PR #1177, opened 2025-07-16
Stop shading checker-qual in caffeine cache provider (1.2.x line)

onobc:
This commit adjusts the shading in the spring-pulsar-cache-provider-caffeine module to not include the `org.checkerframework:checker-qual` in the shaded jar.


onobc:
@ mbhave PTAL

Issue #1241, opened 2025-09-01
Allow `DeadLetterPolicy.deadLetterTopic` to be non-fully-qualified


onobc:
## Current Behavior
Currently, the `DeadLetterPolicy.deadLetterTopic` must be fully-qualified or it will not be able to find the topic to send the dead message to.

> [!NOTE]
> It may currently allow a relative topic when the `defaults.topic.[tenant|namespace]` are not specified in `application.yml` but need to verify this. 

## Desired Behavior
When the `DeadLetterPolicy.deadLetterTopic` is not fully-qualified , it should automatically use the project’s default `tenant` and `namespace` configuration.  This way, we wouldn’t need to manually write the full path in every `DeadLetterPolicy`, making the configuration more intuitive and less error-prone.

> [!NOTE]
> Discovered in [1216](https://github.com/spring-projects/spring-pulsar/issues/1216#issuecomment-3241139340)

therepanic:
Hi, @onobc! It doesn't look too complicated, I would offer my help if you don't mind.

oneby-wang:
Hi, @onobc Chris, if this fix [feat: Allow DeadLetterPolicy.deadLetterTopic to be non-fully-qualified #1241](https://github.com/oneby-wang/spring-pulsar/commit/baa22fa87eead4bed6cd6ca4aa7e09eedfe31d7a) is ok, I'll create a pull request.

PR #1245, opened 2025-09-05
Allow `DeadLetterPolicy#deadLetterTopic` to be non-fully-qualified

therepanic:
I chose `PulsarListenerAnnotationBeanPostProcessor` because I think it's easier to inject `PulsarTopicBuilder` into it, which I think is better than passing it to `MethodPulsarListenerEndpoint` later.

Closes: gh-1241

### DIFF
--- a/spring-pulsar-reactive/src/main/java/org/springframework/pulsar/reactive/core/DefaultReactivePulsarConsumerFactory.java
+++ b/spring-pulsar-reactive/src/main/java/org/springframework/pulsar/reactive/core/DefaultReactivePulsarConsumerFactory.java
@@ -98,6 +98,18 @@ public class DefaultReactivePulsarConsumerFactory<T> implements ReactivePulsarCo
 			var fullyQualifiedTopics = topics.stream().map(this.topicBuilder::getFullyQualifiedNameForTopic).toList();
 			mutableSpec.setTopicNames(fullyQualifiedTopics);
 		}
+		if (mutableSpec.getDeadLetterPolicy() != null) {
+			var dlt = mutableSpec.getDeadLetterPolicy().getDeadLetterTopic();
+			if (dlt != null) {
+				mutableSpec.getDeadLetterPolicy()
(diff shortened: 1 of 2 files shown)


spring-pulsar/src/main/java/org/springframework/pulsar/annotation/PulsarListenerAnnotationBeanPostProcessor.java
```diff
@@ -110,6 +113,12 @@ public class PulsarListenerAnnotationBeanPostProcessor<V> extends AbstractPulsar
 
 	private final List<MethodPulsarListenerEndpoint<?>> processedEndpoints = new ArrayList<>();
 
+	@Nullable private ObjectProvider<PulsarTopicBuilder> topicBuilder;
+
+	public PulsarListenerAnnotationBeanPostProcessor(@Nullable ObjectProvider<PulsarTopicBuilder> topicBuilder) {
+		this.topicBuilder = topicBuilder;
+	}
```
therepanic, line 120: I believe this will work? When we specify the tenant and namespace in application.properties, we create a bean with an instance of `PulsarTopicBuilder`?

onobc: Closing per recent findings in https://github.com/spring-projects/spring-pulsar/pull/1245#issuecomment-3293566884

therepanic:
Hi, @onobc!

Sorry for the late reply. Yes, your suggestion is actually much simpler than what I tried to propose. I did what you suggested, also for the reactive version of `DefaultPulsarConsumerFactory`.

onobc:
Thanks for another great contribution @therepanic !

I added a [commit](https://github.com/spring-projects/spring-pulsar/commit/c5cc1f91a75969eb5734f12762c95a78c3dad381)  to add tests for the dead/retry topics as well.

Closing in favor of https://github.com/spring-projects/spring-pulsar/commit/64a9262ac2dd2ff050c8927ab490728c8f4ba8cd

PR #412, opened 2019-07-22
Solutions to #18

Firedrake:
In both cases there are CPAN implementations that will do _most_ of the work… but that wouldn't have been as much fun.


manwar:
Thanks @Firedrake

PR #413, opened 2019-07-22
Longest substrings challenge

Scimon:


Scimon:
I've added the challenge two as well. It's got Perl6 kebab-case names AND Perl5 snake_case names. I might look at making it an Iterable. So you can just do `for $queue {}`

manwar:
Thanks @Scimon

PR #418, opened 2019-07-25
Add solutions to 018 by E. Choroba

choroba:
There are two different files for the first task, one of them searches
the longest common substring naively, the second one uses a suffix
tree.

The priority queue is also implemented in two different ways, but in
one file only: using an array or a heap.


manwar:
Thanks @choroba

PR #420, opened 2019-07-26
Fix solutions to 018 by E. Choroba, add a blog post (part 1)

choroba:
- small errors in the code translated from Java
- use a counter instead of a float priority


manwar:
Thanks @choroba

PR #435, opened 2019-07-28
Perl 6 solutions for task 1 and 2 of challenge 018 by Noud

noudald:
Thank you for organizing another interesting challenge. Here are my solutions for task 1 and 2. I'm looking forward to the solutions of the other participants.


manwar:
Thanks @noudald

PR #457, opened 2019-08-02
Challenge 019, Task #1 and #2

bracteatus:
This week's solutions make use of the PERL standard library and standard UNIX programs to speed up the development time.


manwar:
Thanks @bracteatus

PR #460, opened 2019-08-03
Adding Perl6, because I can.

Firedrake:


manwar:
You can do Perl5 as well ;-)
Thanks @Firedrake

PR #481, opened 2019-08-06
challenge-020 andrezgz solution

andrezgz:
Hi @manwar, my solutions for the first 2 tasks (plus a one-liner for the first one)


manwar:
Thanks @andrezgz

PR #494, opened 2019-08-10
Solutions to challenge 20 problem 1 and 2 in Perl 6 by Noud

noudald:
I'm proud of my solution for problem 2. For the problem I create a lazy list with all Amicable Numbers. Moreover I use an anonymous cache handle to speed up the calculations. Making it possible to compute the first three Amicable Numbers within a couple of seconds. (on my laptop at least)

I'm looking forward to the challenges of next week!


manwar:
Thanks @noudald

PR #1274, opened 2020-02-17
Challenge 47 by Jaldhar H. Vyas - problem 1 and blog.

jaldhar:
So here are the other solutions for challenge 47.  I implemented actual addition and subtraction of Roman numerals which I don't think anyone did.  Do check it out and the accompanying blog post.


manwar:
Thanks @jaldhar

PR #1276, opened 2020-02-18
Smarter implementation of task 2.

fluca1978:
I realized that task 2 could have been done with a simpler approach.
I've already blogged about this approach, so it is fine to keep the old solution I already submitted (and merged).


manwar:
Thanks @fluca1978

PR #1277, opened 2020-02-18
Solutions for challenge #48.

Firedrake:
ch-2a.pl is an implementation of ch-2.p6 to see if perl6 really is that slow. It is.


manwar:
Thanks @Firedrake

PR #1281, opened 2020-02-19
challenge-048 andrezgz solution

andrezgz:
Hi @manwar , both tasks were great for improving the solution after the first try


manwar:
Thanks @andrezgz

PR #1282, opened 2020-02-20
It's 50 swords not 500

holli-holzer:


manwar:
Good catch !!!
Thanks @holli-holzer

PR #1286, opened 2020-02-20
My submission for challenge 48

phillip-harris:
My submission for challenge 48


manwar:
Thanks @phillip-harris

• WHAT THE EXERCISE ASKS:
Among the lines above, find those containing the word "files" and copy each.

• SOLUTION TO THE PROBLEM:
(diff shortened: 1 of 2 files shown)
There are two different files for the first task, one of them searches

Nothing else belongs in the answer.